Fn+F*  prints out "ACPI: EC: non-query interrupt received, switching to interrupt mode"

Also I am able to toggle the wifi LED with the Function Keys. 

Alt+Ctrl+Delete reboots politely. 

After a while setting there like that, the screen goes black and the display comes backup after pressing a key. 

Seems like everything is functioning like it should except for this "little" caveat. lol

I'm guessing it's just a matter of recompiling the kernel... again.

[edit]

Recompiling has had no effect on this issue. I guess I could post some configs if anyone is interested. :-(

----------

## Progman3K

It works! You simply need to enable the proper multifunction card reader in the kernel config!

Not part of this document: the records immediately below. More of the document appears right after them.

PR #108, opened 2020-02-27
Feature/import tests

### LINKED ISSUE #93: 3.1.1 Identify initial set of import tests
Pepys will automated testing of imported data.

In the longer term these tests will deliver value in verifying the content of poor quality datafiles (typically human generated). But, in the 

To do this, we have to first identify a set of tests to apply. This issue will act as a temporary placeholder for these tests.

## None:
For very high volume data-sets that consistently contain zero defects, QA testing can be omitted. 

## Basic:
* lat >= -90 && <= +90
* long >= -180 && <= +180
* course/heading >=0 && < 360 (data stored in degs)

## Enhanced:
Note: while they are significantly more expensive (in processing time) these enhanced tests actually serve to verify the lat/long, in addition to the course/speed/heading.
* course/heading - loosely match delta between last two locations (+/- 90 degs)
* speed - loosely matches delta between last two locations (+/- speed * 10).

### LINKED ISSUE #94: 3.1.2 Implement initial import tests
We're developing a set of import tests in #93 

We need to both implement the tests, and devise an extensible framework for running the tests.

This implementation is detailed here: https://docs.google.com/document/d/1Wjf2XUOMXBsPavzaH9yHf50h4kLSSNXmi5AXxRD9Tr4/edit#heading=h.cfx6v5jgl5es

The strategic approach taken is also being considered here: https://docs.google.com/drawings/d/1JHkjhMw4YRgET8F4u3BSeo-tc4n8kPQ0YnuGEH2rTRM/edit

Ian would like the parsers to be as _dumb_ as possible, keeping as much functionality as possible in our tested, supported processing library (and similarly minimising the volume of code that the data scientists maintain).

So, for this reason Ian would like the test-suite to be run in `file_processor.py`.  An issue with this, is that different parsers ask for different levels of testing.  So, if multiple parsers handle a file, we may be running different levels of testing on the data that's sitting in "temporary storage" before being pushed to the database.

It _looks like_ the relevant place to do the testing is when a parser returns control to file_processor. Then file_processor could run the relevant level of testing against the records read in by that parser.

This would mean we have to do something like:
1.  capture `measurements.size()` before running a parser, then run the tests from that row to the end of measurements.
2. after running tests, submit those measurements to the database - which empties the `measurements` array
3. store the measurements for each parser into a hashmap indexed by the parser, then run all tests at the end, before submitting.

_Maybe_ the strategy should be led by what happens if there's a failure.  We can't submit just the records from one parser, since if the tests for a subsequent parser fail, the analyst will fix the file and resubmit it, and the records from the first parser would all be submitted to the database again.  Hmm, so I think we should run all of the parsers, and all of the tests before we fail - then we can give the analyst a full to-do list of what needs fixing.

BarisSari:
This branch aims to fix #93, and fix #94.

In order to examine the errors/extract logs, the following code snippet might be run:

```python
from pepys_import.file.file_processor import FileProcessor
from pepys_import.file.get_importers import get_importers

processor = FileProcessor()
importers = get_importers()
processor.register_importers(importers)
processor.process(DATA_PATH, None, True)
```
**Note:** Your DATA_PATH should be `YOUR_REPO_PATH/pepys_import/tests/sample_data`

**Note-2:** Right now, errors are saved as a dictionary. For example: 

```json
{"E-Trac Importer - Parsing error on e_trac_bad.txt": "Error on line 42. Date format '  2019/08' should be 10 figure data"}
``` 
I print them using `json.dump`. However, I think we can find a better way to save/export these errors. 

On the other hand, extract information has the following format: `44 measurement objects parsed by E-Trac Importer.` This also has room for improvement.

**Note-3:** If tests are run locally using `coverage3 run -m pytest tests`, it will create logs/errors for all importer tests. You can find them below `tests/sample_data/output`


pepys_import/core/formats/rep_line.py
```diff
@@ -83,14 +83,14 @@ def record(self, importer, record_type, measurement_object) -> None:
...
-    def parse(self):
+    def parse(self, error, error_type):
         tokens = self.tokens()
 
         if len(tokens) < 15:
-            print(
-                "Error on line {} not enough tokens: {}".format(
-                    self.line_num, self.line
-                )
+            error.append(
```
IanMayo: `error` should be `errors`, please.  It's `errors` in the calling class:
```
if not rep_line.parse(self.errors, self.message):
```

pepys_import/file/e_trac_importer.py
```diff
@@ -1,15 +1,22 @@
...
+
 from .importer import Importer
 from datetime import datetime
 from pepys_import.core.formats import unit_registry
 from pepys_import.utils.unit_utils import convert_absolute_angle, convert_speed
+from pepys_import.core.validators import constants
 
 
 class ETracImporter(Importer):
     name = "E-Trac Format Importer"
```
IanMayo: @BarisSari - we create 3 class level variables here. We always want them, for all importers/parsers.  Isn't it _tidier_ to have an `init()` method in `Importer`, and for e_trac_importer to call that in it's `init()` method?

Again, that will prevent a _lazy_ parser maintainer from not bothering to set the values.

IanMayo:
@BarisSari - I look forward to "driving" this PR.  Could you include in the initial description one or more commands to "drive" a bulk import, so I can look at how the errors are handled/presented, and see what success/failure of import looks like?

IanMayo:
Aah, @BarisSari - I see you've got failing unit tests. They're useful for something ;-)

pepys_import/core/formats/rep_line.py
BarisSari: Renamed:
https://github.com/debrief/pepys-import/pull/108/commits/363190f7324a0c27cb4c339fd717bdc115cb7819

pepys_import/file/e_trac_importer.py
BarisSari: Done. I kept default values for importers, yet when a new importer is implemented, it is going to be necessary to pass these 3 variables to `Importer` for `init()`:
https://github.com/debrief/pepys-import/pull/108/commits/5cd71a61ccd86c742cca0831da15fa12882bd951

BarisSari:
> @BarisSari - I look forward to "driving" this PR. Could you include in the initial description one or more commands to "drive" a bulk import, so I can look at how the errors are handled/presented, and see what success/failure of import looks like?

@IanMayo - I edited the description. You can find a code snippet and a few notes. According to your feedback, we can finalize this PR and merge it.

IanMayo:
@BarisSari - if you think this is done, you should remove the `WIP` in the title.

Note: for future "in progress" PRs, you can create a PR in `draft form`, which can't be merged until you say it's complete:
https://github.blog/2019-02-14-introducing-draft-pull-requests/

BarisSari:
> @BarisSari - if you think this is done, you should remove the `WIP` in the title.
> 
> Note: for future "in progress" PRs, you can create a PR in `draft form`, which can't be merged until you say it's complete:
> https://github.blog/2019-02-14-introducing-draft-pull-requests/

I removed `WIP`. Thanks for the link, I'll use `draft form` from now on. I didn't know it.

PR #110, opened 2020-02-28
Remove Entry and TableType tables, related methods, and tests

BarisSari:
This PR removes not used tables, _Entry and TableType_, from the project.


IanMayo:
@BarisSari - do you also need to remove `TableTypes.sql` ?

BarisSari:
> @BarisSari - do you also need to remove `TableTypes.sql` ?

Yes, I think we don't need TableTypes.sql . I'll remove it now

PR #112, opened 2020-03-01
Hotfix - Fix cleanup for test_importers

robintw:
A few of the tests in `test_importers.py` were leaving a few sqlite db files (`descending.db` and `single_path.db`) in the root directory of the project after running.
This caused problems for running the tests twice in a row, as they would give errors saying that the spatial reference systems table had already been created, as the file already existed.

These were possibly originally caused by pytest treating current directories slightly differently to unittest.

Fix just ensures that files are deleted from current directory, which is where the SQLAlchemy SQLite backend creates them.


tests/test_importers.py
```diff
@@ -18,11 +19,12 @@ def setUp(self) -> None:
...
 
     def tearDown(self) -> None:
-        single_level_file = os.path.join(FILE_PATH, "single_level.db")
+        single_level_file = os.path.join(CURRENT_DIR, "single_level.db")
         if os.path.exists(single_level_file):
             os.remove(single_level_file)
 
-        descending_file = os.path.join(FILE_PATH, "descending.db")
+        descending_file = os.path.join(CURRENT_DIR, "descending.db")
+        print(descending_file)
```
IanMayo: @robintw - we can probably delete that debug line.

robintw: Fixed now - thanks.

PR #113, opened 2020-03-01
Hotfix - Fix minor issues with setup.py file, specifically Python versions

robintw:
We aren't actually using the setup.py file much at the moment, but I thought it was best to fix a few issues before they cause us problems in the future.

Basically just fixed Python versions required, as we use f-strings in the code we require python >= 3.6.


IanMayo:
Great, thanks @robintw .

PR #114, opened 2020-03-01
WIP Switch to 3D points so we can store elevation/depth

robintw:
Currently a WIP.

All tests pass.

Questions:

1. What do we do when we don't have an elevation value? We can't give some points an elevation and not others: all now have to have an X, Y _and_ Z value. Currently I'm just setting it to zero when we don't know an elevation - do we want to carry on with this going forward? In situations where we do know, I'm using either the actual elevation value from the data (eg. GPX files), or `-1 * depth` if we have a depth value (eg. REP and E-Trac).

2. The Z value doesn't have an associated unit that is fixed in the database (unlike the X and Y values which are in a particular co-ordinate system). Do we want to store this as metres? If so, do we need to do some conversions (eg. is the depth value in the REP and E-Trac files stored as metres or feet?)


IanMayo:
Nice work Robin.

1. Missing Elevation. Hmm, that's a pain - thanks for researching it.  I just investigated if we could use NaN (not a number), but the Stack Overflow page I found said that PostGIS didn't support that.  Given this, I think the tidier solution is to have `Elevation` as an optional field in the `States` table (and in other tables that include `Location`).  In our schema, we can always have `Elevation (opt)` immediately after `Location` - to aid the user.

2. As detailed above, let's move it to a separate field. We're using SI as units within the database, so the `Elevation` will be in metres.

robintw:
Based on Ian's comments above, we're going to do a separate elevation field rather than using 3D points - so I will close this PR and open a new one to add a new field to the DB.

PR #116, opened 2020-03-02
Added elevation fields alongside all location fields in the Database

robintw:
Added elevation fields to database alongside all location fields.

This involved

 - Modifying the SQLAlchemy definitions of the tables in sqlite_db.py and postgres_db.py
 - Modifying the functions that read/write states in data_store.py
 - Modifying the data that is imported for testing purposes so it includes the new elevation field
 - Modifying the importers so that they store the elevation data that they parse


robintw:
This is ready to merge now @IanMayo.

PR #137, opened 2020-03-04
Integrate Extraction Highlighter

robintw:
Integrate the Extraction Highlighter code with the main pepys-import codebase. Highlighting now works properly, and all importers have been updated to record which tokens they're extraction, so a highlighted report can be produced.

This has also involved various other changes to the codebase, including changing some out-dated tests so that we're actually testing things in the way that we use them (particularly the NMEA and REP importers, which were being tested in a strange way).


robintw:
An example of a file highlighted by multiple parsers (REP file importer and REP comment importer) is attached (Github wouldn't let me attach a HTML file, so it's just an image)
Screen Shot 2020-03-09 at 10 49 06

robintw:
Right, this is now done and ready to be merged.

.gitignore
```diff
@@ -115,4 +115,7 @@ venv.bak/
 /lib
 /7zip
 *.zip
-*.lnk
\ No newline at end of file
+*.lnk
+
+# Log files produced by import code
```
IanMayo: Hmm, could this cause a problem for our trial data? the `NMEA` data comes with a `.log` suffix.

PR #139, opened 2020-03-04
Added path arguement in admin shell.

tahirs95:
Command to open the admin app, and to load the sample CSV files.
`python pepys_admin/admin_cli.py --path pepys_import/database/default_data`


IanMayo:
Aah, @tahirs95 , in other Pepys command line APIs we use a space between the label and the value.  So instead of ` --path=pepys_import/database/default_data` we would have ` --path pepys_import/database/default_data`

I don't know which is the _better_ way of doing it, but I'd like your case to follow the pattern we're using elsewhere, please.

tahirs95:
> Aah, @tahirs95 , in other Pepys command line APIs we use a space between the label and the value. So instead of ` --path=pepys_import/database/default_data` we would have ` --path pepys_import/database/default_data`
> 
> I don't know which is the _better_ way of doing it, but I'd like your case to follow the pattern we're using elsewhere, please.

@IanMayo You can use any of the ways. I don't need to change the code. Both cases will work.

PR #152, opened 2020-03-05
Apply Black and isort, solve Flake8 warnings

### LINKED ISSUE #144: Sort & Refactor Imports
During the development of the project, we are adding new imports when they are necessary. As far as I observed, we don't think about the order of imports or types of imports(absolute, relative, etc.). According to PEP-8, absolute imports are recommended if your package layout is not too complex:

> Absolute imports are recommended, as they are usually more readable and tend to be better behaved (or at least give better error messages) if the import system is incorrectly configured (such as when a directory inside a package ends up on sys.path)

It also [mentions](https://www.python.org/dev/peps/pep-0008/#imports) the order of imports. We can use `isort` library to refactor imports. I was thinking to include it to pre-commit but it sometimes causes conflicts with `black`. Therefore, we can use it from time to time to have better imports.

This is a low priority task that aims to enhance our imports.

### LINKED ISSUE #145: Change Flake8 & Black Character Length
Maybe I couldn't find it, but I don't see the flake8 config in the repository anymore. If we are going to use the 100 character limit, we should declare it in a config file and adapt our black commands according to that.

This is a low priority task that aims to enhance code reading and review.

BarisSari:
Fixes #144.
Fixes #145.

Since `pyproject.toml` is added to the project, we don't need to pass any argument to `black`. It reads the line-length and Python version from the file.

### DIFF
--- a/pepys_admin/admin_cli.py
+++ b/pepys_admin/admin_cli.py
@@ -1,14 +1,16 @@
 # TODO: we have to keep these statements on top to load pepys_import.
 # We will see better approach to access modules inside the other module.
+import argparse  # noqa: E402
+import cmd  # noqa: E402
+import os  # noqa: E402
 import sys
+
+from iterfzf import iterfzf  # noqa: E402
+
+from pepys_import.core.store.data_store import DataStore  # noqa: E402
 
 sys.path.append(".")
 
-import argparse  # noqa: E402
-import cmd  # noqa: E402
-from iterfzf import iterfzf  # noqa: E402
-import os  # noqa: E402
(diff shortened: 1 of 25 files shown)


IanMayo:
@BarisSari - we've got two large PRs open.   I _Think_ we will help ourselves if we defer this until they're both merged.  

I _suggest_ we cancel this PR. Then as soon as those large PRs are merged, we create a new PR with this PR's `pyproject.toml` - and then let the other tidying happen.

BarisSari:
Okay, @IanMayo . I'm closing the PR for now.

For the hardware I am using, it is:

CONFIG_MTD_NAND_PLATFORM=y

CONFIG_TIFM_CORE=y

CONFIG_TIFM_7XX1=y

CONFIG_EEPROM_AT25=y

CONFIG_CB710_CORE=y

CONFIG_CB710_DEBUG_ASSUMPTIONS=y

CONFIG_SCSI_DH=y

CONFIG_TWL4030_CORE=y

CONFIG_SDIO_UART=y

CONFIG_MMC_SDHCI_PCI=y

CONFIG_MMC_TIFM_SD=y

CONFIG_MMC_SPI=y

CONFIG_MMC_CB710=y

CONFIG_JFFS2_LZO=y

CONFIG_JFFS2_RUBIN=y

----------